Un nouveau rebondissement s’est produit en novembre 2023. Avec un avis non contraignant, mais généralement suivi par les juges, le General Counsel Giovanni Pitruzzella a remis en question la victoire d’Apple.
Il a proposé que les juges annulent la sentence et renvoient l’affaire devant le Tribunal de l’UE « afin qu’il puisse se prononcer à nouveau sur le fond ».
La Cour n’a cependant pas suivi cet avis, mais a statué définitivement sur le litige et a confirmé la décision de la Commission européenne de 2016 selon laquelle l’Irlande avait accordé à Apple une aide illégale que l’État était obligé de récupérer.
L’Irlande « respectera » cette décision, a annoncé le gouvernement à Dublin.
Apple a toujours affirmé ne bénéficier d’aucun traitement de faveur. “Nos revenus étaient déjà soumis à l’impôt aux Etats-Unis”, a répondu le groupe. “Cette affaire n’a jamais porté sur le montant des impôts que nous payons, mais sur le gouvernement auquel nous sommes obligés de les payer. Nous avons toujours payé tous les impôts que nous devons”, a déclaré la société.
Cas Google
Dans l’affaire Google, les juges ont confirmé l’amende de 2,4 milliards d’euros infligée en 2017 au groupe Mountain View pour abus de position dominante sur le marché de la recherche en ligne. Il s’agit de la deuxième sanction financière la plus lourde jamais imposée par l’UE dans une affaire antitrust.
La Cour considère que Google a abusé de sa position dominante en favorisant son propre service de comparaison de produits.
« Nous sommes déçus de la décision du tribunal. Nous avons apporté des modifications en 2017 pour nous conformer à la décision de la Commission européenne», a réagi le premier moteur de recherche mondial.
Google est accusé d’avoir favorisé le comparateur de prix de Google Shopping, rendant ses concurrents pratiquement invisibles aux yeux des consommateurs. Il a été contraint de modifier l’affichage de ses résultats de recherche pour se conformer aux exigences européennes.
Le géant californien a fait appel devant la Cour de justice de l’UE, qui a donné raison à la Commission, dans un premier accord publié en novembre 2021. Mais Google a déposé un nouveau recours, exigeant l’annulation de l’amende.
L’affaire a débuté en 2010 avec l’ouverture d’une enquête par Bruxelles suite à des plaintes de concurrents.
L’affaire a débuté en 2010 avec l’ouverture d’une enquête par Bruxelles suite à des plaintes de concurrents.
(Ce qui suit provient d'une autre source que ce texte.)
Issue #3234, opened 2022-06-16
Support for Jetty 11


dzikoysk:
**Please describe the feature request.**
Provide implementation for Jetty 11 users. Due to several big changes, modules written for Jetty 9 are incompatible with Jetty 11 (mostly because of Jakarta EE 9) and it includes the current impl:

* https://github.com/micrometer-metrics/micrometer/tree/main/micrometer-core/src/test/java/io/micrometer/core/instrument/binder/jetty

**Rationale**

We're migrating to Jetty 11 from Jetty 9 that is based on top of Jakarta EE 9. 
Unfortunately micrometer currently supports only 9 and it kinda makes it impossible to operate on that module in our case.
Because we're developing an open-source library, not a private product, it will mostly affect Micrometer's users that would like to use it in further releases of [Javalin](https://github.com/javalin/javalin) framework.

**Additional context**
Should be probably provided as a new implementation as there are still Jetty 9 users that don't want to migrate.

shakuzen:
We were able to support two major versions with the same instrumentation when it came to Jersey server by removing references to the javax package classes from API signatures - https://github.com/micrometer-metrics/micrometer/pull/2766. It seems it may be tricky to do the same with Jetty. It's not a problem to have a separate class for instrumenting Jetty 11. A pull request would be welcome if someone wants to work on this.

tipsy:
Jetty 9 is has reached end of life, so this is becoming important: https://github.com/eclipse/jetty.project/releases/tag/jetty-9.4.48.v20220622

shakuzen:
I'm not sure how we can support both Jetty 9 and Jetty 11 in the same module since the jetty-server artifact has not changed coordinates. We don't want to suddenly remove our instrumentation for Jetty 9. So we're in a bit of a tough position about how to proceed. We could make a micrometer-jetty11 module, but I would like to avoid that since eventually we would want to get rid of it.

tipsy:
> I'm not sure how we can support both Jetty 9 and Jetty 11 in the same module since the jetty-server artifact has not changed coordinates. 

I'm surprised this isn't a problem that micrometer runs into all the time, most libraries break on major without changing coordinates?

> We don't want to suddenly remove our instrumentation for Jetty 9. So we're in a bit of a tough position about how to proceed. We could make a micrometer-jetty11 module, but I would like to avoid that since eventually we would want to get rid of it.

[...]

PR #3382, opened 2022-09-01
Jetty 11 module

shakuzen:
I've copied just `TimedHandler` and adapted to necessary changes for Jetty 11. I originally copied all of the classes in the same package, but I'm not sure there is any problem using the ones compiled against Jetty 9 with Jetty 11, since none of them contain `javax` package imports and the relevant Jetty API seems to be unbroken.

I have added some Jakarta-specific classes to Micrometer core for tagging, mirroring the corresponding javax servlet classes.

Jetty 11 is Java 11 baseline, so this module is also Java 11 baseline, which isn't a problem for our build anymore since we dropped the Java 8 CI build.

See #3234


micrometer-jetty11/src/test/java/io/micrometer/jetty11/TimedHandlerTest.java
```diff
@@ -0,0 +1,435 @@
+/*
+ * Copyright 2019 VMware, Inc.
```
jonatan-ivanov, line 2: Should we keep the copyright year in this case?

shakuzen:
@tipsy if you have time to review this, we'd appreciate any feedback.

shakuzen:
We can still see what the Jetty team thinks about packaging and releasing this code in a Jetty module, but I wanted to put together what it would be here first. It's mostly copy-paste from the Jetty 9 support with import changes.

tipsy:
> @tipsy if you have time to review this, we'd appreciate any feedback.

@zugazagoitia checked it out on my behalf and tested it against Javalin 5.0.0.RC1 - everything appears to be working fine :)

shakuzen:
I copied this over with the Timer-based instrumentation, but proybably it should be done with the ObservationOrTimerInstrumentation instead. We would need to add a builder to optionally pass the ObservationRegistry, and then the question is whether to leave public constructors (from the copied TimedHandler) or not.

shakuzen:
> probably it should be done with the ObservationOrTimerInstrumentation instead.

I'll have to look at that in a follow-up issue. I don't want to block getting this into the upcoming release on that.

C’est l’un des litiges majeurs ouverts par Bruxelles contre Google, qui détient le record des deux plus grosses amendes jamais infligées par l’exécutif européen pour pratiques anticoncurrentielles.
L’objectif de 2,4 milliards d’euros pour Google Shopping représentait un montant record au moment de son annonce. Il a été dépassé en 2018 par 4,3 milliards d’euros supplémentaires sanctionnant un abus de position dominante du système d’exploitation Android pour téléphones portables.
Au total, Google a été condamné à une amende de plus de 8 milliards d’euros pour diverses violations de la concurrence.
Le groupe est également dans le collimateur des autorités réglementaires américaines. Depuis lundi (9), il affronte son deuxième grand procès en moins d’un an contre le gouvernement américain.